14 de maio a 10 de junho de 2002 - O julgamento foi retomado. Após cinco sessões, entre os 144 acusados julgados, 142 foram absolvidos (soldados e 1 oficial) e dois condenados (coronel Pantoja e major Oliveira), com o benefício de recorrer da decisão em liberdade. Em decorrência dos benefícios estendidos aos dois únicos condenados, as testemunhas de acusação não compareceram mais ao julgamento, em função de ameaças de morte e por não acreditar na seriedade do julgamento. Durante vinte dias, jornais do Estado do Pará publicaram detalhes sobre intimidações e ameaças de morte que estariam recebendo as principais testemunhas da acusação, principalmente Raimundo Araújo dos Anjos e Valderes Tavares. Nada foi feito em relação à proteção e salvaguarda de tais testemunhas. O MST não aceitou participar de um julgamento onde não estivessem sequer garantidas a segurança e a tranqüilidade das pessoas fundamentais para a acusação.

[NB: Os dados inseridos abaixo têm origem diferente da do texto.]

PR #572, opened 2026-07-23
add contradiction advisory for conflicting decisions (#537)

lantisprime:
Closes #537 (parts 1 and 2; part 3 deferred to #571).

## The problem

From #537's isolated-fixture repro: store decision A ("Config files use JSON format"), then a directly contradicting decision B ("Config files use YAML format") with plain `em-store`. B returns `{"status":"ok"}` with **no warning of any kind**, both stay `active`, both come back from search, and `em-doctor` reports 16 ok / 0 warn because it audits structure and never semantics.

## What this adds

An advisory safety net at both layers, sharing one comparator. Advisory throughout: nothing blocks, nothing gates, no exit code changes.

**`scripts/lib/contradiction.mjs` (new).** Compares index rows by summary-token Jaccard at `SUMMARY_JACCARD_MIN = 0.6` — deliberately 3x the repo's existing clustering precedent (`topic-tracks/config.json` uses 0.2), because clustering wants recall and an advisory wants precision. The canonical repro scores exactly 0.667. Four exclusion axes: different project, non-`decision` category, non-`active` status, and pairs already linked transitively by `supersedes` in either direction. An empty token set matches nothing, including another empty set — an empty summary must not compare equal to itself.

**`em-store` write-time advisory.** For a `decision` write, prints one informational stderr line per similar active decision plus an `em-revise` hint. Placed after the write and after lock release, inside `try {} catch {}`, directly mirroring the existing R9a trigger-collision report at `em-store.mjs:408-427`. Stdout stays exactly `{status,id,file,scope}` and exit stays 0 — asserted by test while the advisory is firing.

**`em-doctor` audit-time check.** New `contradiction-candidates` store-class check between `supersedes-links` and `tmp-litter`, reusing the index rows `checkStore` already loads (no new file reads — `em-doctor` stays index-only and never opens an episode body). `warn` on candidates, `ok` otherwise, no `fix:` hint because the repair is human judgment. Project groups above `MAX_GROUP` (2000) are skipped **and named** in `skipped_projects`, never silently truncated.

## Not in scope

The RFC-001 scoring contract is byte-unchanged (`git diff --stat main -- scripts/lib/relevance.mjs` → empty). #537's own constraints require this: "detection is a separate advisory pass, never a re-ranking change." The `access_count` entrenchment sub-item is deferred to #571 with all five DEFER fields.

## Verification

All run against the branch; runtime probes drive the **real** scripts against isolated fixture stores (`mkdtemp` cwd + `mkdtemp` HOME).

| Check | Observed |
|---|---|
| `node tests/test-contradiction.mjs` | **20 passed, 0 failed** |
| `node tests/test-contradiction.mjs --break-detector` | **exit 1, 4 failed** — guard proven RED |
| `node tests/test-em-doctor.mjs` | 13 passed, 0 failed |
| `node tests/test-relevance.mjs` | 17 passed, 0 failed |
| `node tests/test-store-write-concurrency.mjs` | 46 passed, 0 failed |
| `node tests/test-ci-suite-registration.mjs` | 16 passed, 0 failed |
| `git diff --stat main -- scripts/lib/relevance.mjs` | empty |

8 of the 20 tests are end-to-end: real `em-store` ×2 → assert the advisory names the first episode's id and that stdout is still exactly four keys with exit 0; real `em-doctor` → assert the `warn` row with `data_dir`, that `--strict` flips exit to 1, and that a clean store reports `ok`; real `em-revise` chain → assert the sanctioned correction reports `ok` and does **not** false-positive. Both polarities are covered at every call site.

`--break-detector` raises the pure-layer threshold to an unreachable 1.1, so the positive assertions must go red. A guard never observed failing guards nothing.

## Review

Reviewed by a read-only pi/GLM-5.2 frozen-diff seat against the on-disk spec (`docs/plans/issue-537-contradiction-advisory.md`) as ground truth, in three layers (per-artifact, cross-file, whole-diff) with ten behavior-simulation probes.

**Verdict: ACCEPT, 0 blocking findings.**

Nine non-blocking findings, all dispositioned in the plan's §21:

- Fixed in the fold round: cycle-guard test fidelity (the original test used a linear chain, so the `seen` guard was never the cause of termination), the `MAX_GROUP` default not being pinned (a regression to `Infinity` would have passed), `data_dir` carriage not asserted, and a spec export-count typo. These added `testChainCycleTerminates` and `testDefaultMaxGroupIsPinned`.
- Deferred with full 5-field justifications: #568 (negation and short-subset false positives), #569 (non-ASCII summaries tokenize to empty — the fix must change `lib/relevance.mjs`, which this slice forbids), #570 (single-scope chain resolution and strict category equality; the latter verified unreachable today — `grep -c deprecated categories.json` → 0).

### DIFF
--- a/.github/workflows/tests.yml
+++ b/.github/workflows/tests.yml
@@ -344,6 +344,9 @@ jobs:
       - name: Run relevance suite (wave 1)
         run: node tests/test-relevance.mjs
 
+      - name: Run contradiction advisory suite (#537)
+        run: node tests/test-contradiction.mjs
+
       - name: Run em-move suite (RFC-005)
         run: node tests/test-em-move.mjs
 
--- a/docs/plans/issue-537-contradiction-advisory.md
+++ b/docs/plans/issue-537-contradiction-advisory.md
@@ -1,0 +1,1310 @@
+# ISSUE-537 Contradiction / near-duplicate advisory Plan
+
+> **FROZEN BUILD SPEC (playbook v5).** This document is the seat contract. The builder
+> brief points here and adds nothing. The reviewer's ground truth is this same document:
+> every ACCEPT / HOLD finding cites a section of it. The spec is frozen at dispatch —
+> a mid-build scope change requires the orchestrator to edit this file AND re-brief the
+> seat explicitly.
+
+## §1 Status
+
+`Approved — build.` Executor altitude **LOW** (§0.1): the implementer is a pi/MiniMax-M3
+builder seat with fresh context. **Appendix A is the build path.**
+
+| Field | Value |
+|---|---|
+| RFC | `RFC-001` (scoring contract — constraint only, not modified) |
+| Parent requirements | RFC-001 Phase 2 lines 75-79 / 81-88 (constraint); `CAPABILITIES.md:85-92` curation family; `PRINCIPLES.md` P1, P6 |
+| GitHub issue | `#537` |
+| Target branch | `feat/issue-537-contradiction-advisory` |
+| Executor altitude (§0.1) | **low** |
+| Worktree | `/Users/charltondho/Developer/projects/episodic-memory-537` |
+
+## §2 Episode / scout search summary
+
+Scout maps produced 2026-07-23 by four parallel pi/MiniMax-M3 read-only seats; every
+file:line below was re-verified by the orchestrator against the worktree before freezing.
+
+Load-bearing facts (all orchestrator-verified, not scout-asserted):
+
+- `scripts/em-store.mjs:408-427` — an existing **stderr-only, best-effort, post-lock,
+  informational advisory** (the R9a trigger-collision report). This is the **style anchor**
+  for the new advisory: same channel, same placement, same `try {} catch {}` posture.
+  Verified by reading `em-store.mjs:396-430`.
+- `scripts/em-store.mjs:429` — `console.log(JSON.stringify(successPayload))`, the single
+  success-stdout call. Its contract is exactly `{ status, id, file, scope }`
+  (`em-store.mjs:403`). **The advisory must not change it.**
+- `scripts/em-doctor.mjs:123-305` — `checkStore(dataDir, scopeName)`; index rows are loaded
+  once at `:168` into `entriesForShape` (aliased `entries` at `:183`). Verified by reading
+  `em-doctor.mjs:123-222` and `:222-316`.
+- `scripts/em-doctor.mjs:257` — `// --- tmp-litter ---...` is the insertion anchor: the new
+  check goes between `supersedes-links` (ends `:255`) and `tmp-litter`.
+- `scripts/em-doctor.mjs:60` — `loadIndex` is already imported from `./lib/relevance.mjs`.
+- `scripts/em-doctor.mjs:563-567` — `checkStoreWithDir` stamps `data_dir` onto every row a
+  store-class check emits, which is why the new check belongs **inside `checkStore`**, not
+  in the bottom run-block.
+- `scripts/em-doctor.mjs:646-656` — summary tally, `healthy = summary.error === 0 && (!strict
+  || summary.warn === 0)`, exit `healthy ? 0 : 1`. A `warn` alone keeps exit 0; `--strict`
+  turns it into exit 1.
+- `scripts/lib/relevance.mjs:213-218` — `tokenizeQuery(text)`: lowercased, split on
+  `[^a-z0-9]+`, length ≥ 2, deduped, order preserved. Verified by reading the function.
+- `scripts/topic-tracks/config.json:3-4` — existing Jaccard precedent in this repo
+  (`tag_jaccard_min` 0.3, `summary_jaccard_min` 0.2, used **OR**-combined for clustering).
+  This plan deliberately uses a **much higher** 0.6, because clustering wants recall and an
+  advisory wants precision.
+- `docs/rfcs/RFC-001-memory-improvements.md:75-79` — the scoring formula. **Constraint:
+  untouched by this slice.**
+
+## §3 Objective
+
+Two active `decision` episodes in the same project that say nearly the same thing are stored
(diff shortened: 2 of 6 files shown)


lantiscooperdev (commented):
## Rule 17 bot review — PR #572 contradiction advisory (#537), round 1 ACCEPT

Covers the full arc: four parallel scout maps, a frozen on-disk build spec, a pi/MiniMax-M3 builder seat, an adversarial pi/GLM-5.2 frozen-diff reviewer, one fold round, and orchestrator-run verification of every claim below.

### Verdict trail

| Round | Scope | Reviewer | Blocking | Verdict | Reply artifact |
|---|---|---|---|---|---|
| 1 | Frozen diff, three layers (per-artifact → cross-file → whole-diff), 10 behavior-sim probes | pi/GLM-5.2 (neuralwatt), read-only seat | **0** | **ACCEPT** | `review-537-r1` |

Provider note: the second opinion ran on GLM-5.2 rather than the template default `codex`, on explicit operator instruction this session. The codex provider is additionally known-broken — it captures the seat's SessionStart bootstrap prompt as the reply body (#538), which is the next arc.

### Findings closed in commit 180dee5

| # | Finding | Class | Resolution |
|---|---|---|---|
| F4 | Cycle safety correct, but `testSupersedesChainLinkedPairExcluded` used a **linear** chain, so the `seen` guard was never the cause of termination — §13 EC5's coverage claim was overstated | test fidelity | Added `testChainCycleTerminates`: a genuine `a→b→a` cycle plus a self-referencing row. Without the guard this hangs rather than fails. |
| F6 | `MAX_GROUP` default not pinned — the existing test passed `{maxGroup: 5}`, so a regression to `Infinity` or `0` would have passed unchanged | falsifiability | Added `testDefaultMaxGroupIsPinned`: asserts the exported constant is 2000 and exercises the **default** cap with no override. |
| F8 | REQ-9's `data_dir` carriage confirmed present by simulation but asserted by no test | test fidelity | `testDoctorWarnsOnContradiction` now asserts `data_dir` is a non-empty string. |
| F9 | Spec §A.7 Step 1.1 verify said `5` exports; file has `6` | spec typo | Spec corrected; `grep -c "^export "` → `6` verified. |

### Re-verification (independently executed by the orchestrator, not taken from the seat)

- `node tests/test-contradiction.mjs` → **20 passed, 0 failed**. **PASS.**
- `node tests/test-contradiction.mjs --break-detector` → **exit 1, 16 passed / 4 failed**. Guard proven RED. **PASS.**
- `node tests/test-em-doctor.mjs` → 13/13. **PASS.**
- `node tests/test-relevance.mjs` → 17/17. **PASS.**
- `node tests/test-store-write-concurrency.mjs` → 46/46. **PASS.**
- `node tests/test-ci-suite-registration.mjs` → 16/16, 258 suites / 152 step-wired. **PASS.**
- `git diff --stat main -- scripts/lib/relevance.mjs` → empty. RFC-001 scoring contract byte-unchanged. **PASS.**
- F7 reachability challenged and disproven independently: `grep -c deprecated categories.json` → `0`. **PASS.**
- CI: all six checks green (`validate`, `p12-invariant-gate`, `substrate`, `gates-classifiers`, `recall-activation`, `clerk-consolidation`).

### Test posture (final)

20 tests in one new suite, wired into the `substrate` shard. 8 of the 20 are end-to-end runtime probes that spawn the **real** `em-store`, `em-revise`, and `em-doctor` against isolated fixture stores (`mkdtemp` cwd + `mkdtemp` HOME) and assert observed stdout / stderr / exit codes.

Both polarities are covered at every call site, which is what makes the detector meaningful rather than merely present:

- contradiction present → advisory fires, `em-doctor` reports `warn`
- unrelated summary, and wrong category → silence, `em-doctor` reports `ok`
- a real `em-revise` chain → `ok`; the sanctioned correction does **not** false-positive

The `--break-detector` argv flag raises the pure-layer threshold to an unreachable 1.1 so the positive assertions must go red. A guard never observed failing guards nothing.

### Safety posture

The high-blast-radius concern is that `em-store` is on every substrate write path. The advisory is placed after the write, after lock release, inside `try {} catch {}`, structurally mirroring the existing R9a collision report at `em-store.mjs:408-427`. REQ-7 asserts stdout stays exactly `{status,id,file,scope}` and exit stays 0 **while the advisory is firing** — verified at runtime, not by inspection. `loadIndex` itself swallows parse errors and returns `[]`, so a corrupt index degrades to "no advisory", never to a failed write.

Each carries all five DEFER fields — run-the-scenario, spec check, history check, same-class check, residual risk.

- **#568** — negation and short-subset lexical false positives. Same-class: filed with the other lexical-precision limits; every existing Jaccard consumer in the repo shares them.
- **#569** — non-ASCII summaries tokenize to empty, so identical CJK decisions are never flagged. Class-complete: the fix must land in `tokenizeQuery`, which `em-search`, `em-consolidate`, `em-promote`, and `em-topic-tracks` all share — fixing only this comparator would leave four siblings with the identical gap.
- **#570** — single-scope `chainLinked` resolution and strict category equality. The category half is verified unreachable today and filed as latent defense-in-depth.
- **#571** — `access_count` boost can entrench a stale unlinked decision over its revision terminal. This is #537's third part, which #537's own constraints section forbade fixing in an advisory slice; it needs an RFC-001 amendment and is filed with the sibling formula inputs (`feedback`, `pinned` floor) enumerated.

Per Rule 17, your approval in the UI is the `review-required` gate. The substantive review is complete — ACCEPT with 0 blocking findings, four test-fidelity findings fixed in a fold round, four dispositioned defers filed as issues, and CI green on all six checks. Worth a specific look from you: the 0.6 Jaccard threshold is a judgment call tuned against the #537 repro (which scores 0.667) rather than against a live corpus, so alert-fatigue is the risk most worth your eye. Please do a final read of the consolidated diff and approve, or HOLD with findings, in the GitHub UI.

🤖 Posted by lantiscooperdev (bot account) — Claude Opus 4.8 (1M context).

lantiscooperdev (approved):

Novembro de 2004 - A 2ª Câmara do Tribunal de Justiça do Pará julga numa só sessão todos os recursos da defesa e da acusação e mantém a decisão dos dois julgamentos realizados pelo Tribunal do Júri, absolvendo os 142 policiais militares e condenando o coronel Pantoja (228 anos de prisão) e o major Oliveira (154 anos de prisão).

22 de setembro de 2005 – O coronel Pantoja é posto em liberdade por decisão do Supremo Tribunal Federal.

13 de outubro de 2005 – O major Oliveira é posto em liberdade por decisão do Supremo Tribunal Federal.

2006 - Recurso especial é apresentado ao Superior Tribunal de Justiça e, posteriormente, recurso extraordinário é apresentado ao Supremo Tribunal Federal.

Abril/2007 - A governadora do estado Ana Júlia Carepa assinou decreto que concede indenização e pensões especiais a 22 famílias de trabalhadores sem-terra vítimas da chacina. “O que eu fiz foi reparar uma injustiça, reconhecendo a responsabilidade do governo do Estado”, disse Ana Júlia. A governadora classificou o massacre de Eldorado do Carajás como “um dos episódios que mais envergonhou não só o Pará diante do Brasil, mas o Pará diante do mundo”.

Setembro/2008 - O governo de Ana Júlia Carepa promoveu os soldados que participaram do Massacre de Eldorado do Carajás. Entre 87 e 90 policiais foram promovidos a cabo. Apesar de todos os promovidos já terem sido absolvidos em primeira instância pela acusação de homicídio qualificado, ainda há um recurso no STJ que pede suas condenações.